The U.S. is more than tripling aid in development assistance for Venezuelan opposition leader Juan Guaidó. It's reportedly the first time the U.S. has directly funded Guaidó.
The U.S. Agency for International Development announced Tuesday that it will give $52 million to programs in Venezuela that support the country's National Assembly, independent media, civil society and the restoration of the health sector.
Earlier this year Guaidó — who is the head of the National Assembly — declared himself Venezuela's interim president. The U.S. and other countries quickly jumped to support him, overstepping Venezuelan President Nicolás Maduro, who was sworn in for his second term in office at the beginning of the year. Maduro had won the country's controversial 2018 elections, which many countries and political leaders say were rigged.
Millions of Venezuelans have fled the country since 2015 to live as refugees or migrants elsewhere. Most of them have gone to Colombia.
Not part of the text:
PR #3937, opened 2026-08-14
test(creator-studio): pin the POI guard on the licensing-fee writes

JustMaier:
## Why

Audit of `868kr8a69` asked whether a POI/private guard covers **every** fee/paid-access write in `apps/creator-studio`. It does:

But others fled to Brazil, Peru, Chile, Ecuador and Argentina.
The USAID said in a statement that the "rampant corruption, brutal repression, and vast political and economic mismanagement of the illegitimate Maduro regime" has led to what the agency called the "largest external displacement in the history of the Western Hemisphere."
This new funding is in addition to hundreds of millions of dollars in humanitarian aid the U.S. has already provided to help with the "Venezuelan regional crisis." That includes providing support to vulnerable Venezuelans and the communities that host them.
USAID said Tuesday's assistance announcement "serves as another example of our commitment to help Venezuelans recover their country."
Additional reporting from Newsy affiliate CNN.